Task prompt
How many lines in the records below contain the word "Space"? Answer with the number only.

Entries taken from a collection

PR #568, opened 2026-04-07
fix: auto-disable extended thinking for unsupported models & add Space shortcut hint

jorgeraad:
### What does this PR do?

Fixes the bug where switching to a model that doesn't support extended thinking would hide the toggle UI but leave `reasoningEnabled` set to `true` in state/config. This caused errors when attempting to use the unsupported model because the system would still pass extended thinking options to the provider.

**Root cause:** The UI correctly hid the toggle for unsupported models, but the persisted `reasoningEnabled` flag in config and in-memory state was never cleared when switching models. So the flag was silently carried forward.

**Changes:**

1. **Save-time guard** (`src/tui/context/agent.tsx` — `setModel`): When persisting a model switch, if `reasoningEnabled` is `true` and the new model doesn't support thinking, clear `reasoningEnabled` in both React state and the config file in a single atomic write. This is the primary fix — it ensures stale config can never persist.

2. **Runtime guard** (`src/tui/components/operator-dashboard/index.tsx`): Gate `enableThinking` with `modelSupportsThinking(model.id)` before passing it to the agent. This is defense-in-depth — even if config is somehow stale (e.g. manually edited, race condition), thinking is never requested for an unsupported model at the call site.

3. **`[Space] Extended Thinking` shortcut hint** (`src/tui/components/model-picker/ModelPickerDialog.tsx`): The model picker dialog footer now conditionally shows a `[Space] Extended Thinking` control hint when the selected model supports thinking. Disappears for non-thinking models, matching the checkbox visibility.

**What was considered and rejected:** An initial approach used a `useEffect` to auto-disable `reasoningEnabled` whenever the model changed. This was removed per review feedback — the UI already hides the toggle for unsupported models, so the effect was redundant. The save-time + runtime guard approach is simpler and more targeted.

- All CI checks pass: `bun run tsc`, `bun run lint`, `bun run format:check`, `bun run test` (586 tests pass)
- Manual TUI testing with the following flow:
  1. Selected Claude 3.7 Sonnet (thinking-capable) — footer shows `[Enter] confirm · [Space] Extended Thinking`
  2. Pressed Space to enable extended thinking — checkbox toggles to `[x]`
  3. Navigated to Claude 3.5 Haiku (non-thinking) — footer shows only `[Enter] confirm`, checkbox hidden
  4. Navigated back to Claude 3.7 Sonnet — checkbox shows `[ ]` (unchecked), confirming the save-time guard cleared the state

**Demo video:**

<a href="https://cursor.com/agents/bc-c5b159e5-01d7-44a9-a0ff-1cdd8fb82a21/artifacts?path=%2Fopt%2Fcursor%2Fartifacts%2Fextended_thinking_save_time_guard_demo.mp4">extended_thinking_save_time_guard_demo.mp4</a>

**Key screenshots:**

Thinking-capable model with `[Space]` hint:
Thinking model with Space hint

Extended thinking toggled ON:
Extended thinking toggled on

Non-thinking model — no hint, checkbox hidden:
Non-thinking model without hint

After switching back — save-time guard cleared the state (unchecked):
Save-time guard cleared state

<div><a href="https://cursor.com/agents/bc-c5b159e5-01d7-44a9-a0ff-1cdd8fb82a21"><picture><source media="(prefers-color-scheme: dark)" srcset="https://cursor.com/assets/images/open-in-web-dark.png"><source media="(prefers-color-scheme: light)" srcset="https://cursor.com/assets/images/open-in-web-light.png">Open in Web</picture></a>&nbsp;<a href="https://cursor.com/background-agent?bcId=bc-c5b159e5-01d7-44a9-a0ff-1cdd8fb82a21"><picture><source media="(prefers-color-scheme: dark)" srcset="https://cursor.com/assets/images/open-in-cursor-dark.png"><source media="(prefers-color-scheme: light)" srcset="https://cursor.com/assets/images/open-in-cursor-light.png">Open in Cursor</picture></a>&nbsp;</div>

### DIFF
--- a/src/core/agents/offSecAgent/tools/documentEndpoint.ts
+++ b/src/core/agents/offSecAgent/tools/documentEndpoint.ts
@@ -208,8 +208,10 @@ Each endpoint creates a JSON file in the assets directory for tracking and analy
         pentestObjectives: input.pentestObjectives,
       };
 
-      const threatModelOutput =
-        await generateThreatModelForEndpoint(ctx, subagentInput);
+      const threatModelOutput = await generateThreatModelForEndpoint(
+        ctx,
+        subagentInput,
+      );
 
       const riskScore = threatModelOutput?.riskScore ?? heuristicRiskScore;
 
--- a/src/tui/components/model-picker/ModelPickerDialog.tsx
+++ b/src/tui/components/model-picker/ModelPickerDialog.tsx
@@ -10,7 +10,9 @@ import { useConfig } from "../../context/config";
 import { useTheme } from "../../theme";
 import { Dialog } from "../../context/dialog";
 import DialogLayout from "../dialog-layout";
+import type { FooterAction } from "../dialog-layout";
 import { ModelPicker } from "./ModelPicker";
+import { modelSupportsThinking } from "../../../core/ai";
 
 interface ModelPickerDialogProps {
   onClose: () => void;
@@ -27,6 +29,15 @@ export default function ModelPickerDialog({ onClose }: ModelPickerDialogProps) {
     setReasoningEnabled,
   } = useAgent();
 
+  const thinkingSupported = modelSupportsThinking(model.id);
+
+  const footerActions: FooterAction[] = [
+    { key: "Enter", label: "confirm", variant: "primary" },
+  ];
+  if (thinkingSupported) {
+    footerActions.push({ key: "Space", label: "Extended Thinking" });
+  }
+
   const title = (
     <text>
       <span fg={colors.primary}>Select AI Model</span>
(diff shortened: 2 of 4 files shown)


jorgeraad:
@cursoragent you added a new effect, but I noticed that before this change, we already had the extended reasoning option only appear when the model selected supported it. This tells me that we likely do not need to introduce a new effect here.

Can you look at this and confirm? If so, please simplify the solution here.

Also this bug tells me that we were persisting to somewhere in state the extended reasoning option and saving it, even if the model did not support that. We should additionally drop this option at save time if the model does not support it. That should be an additional check we do in case there is a bug with the effect and would make it impossible at run time for the extended thinking option to be passed for a model that does not support it.

jorgeraad:
@cursoragent "This branch is out-of-date with the base branch" so please rebase onto the latest changes from canary, typecheck, lint, format, commit, push

kylejryan (approved):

Task answer
7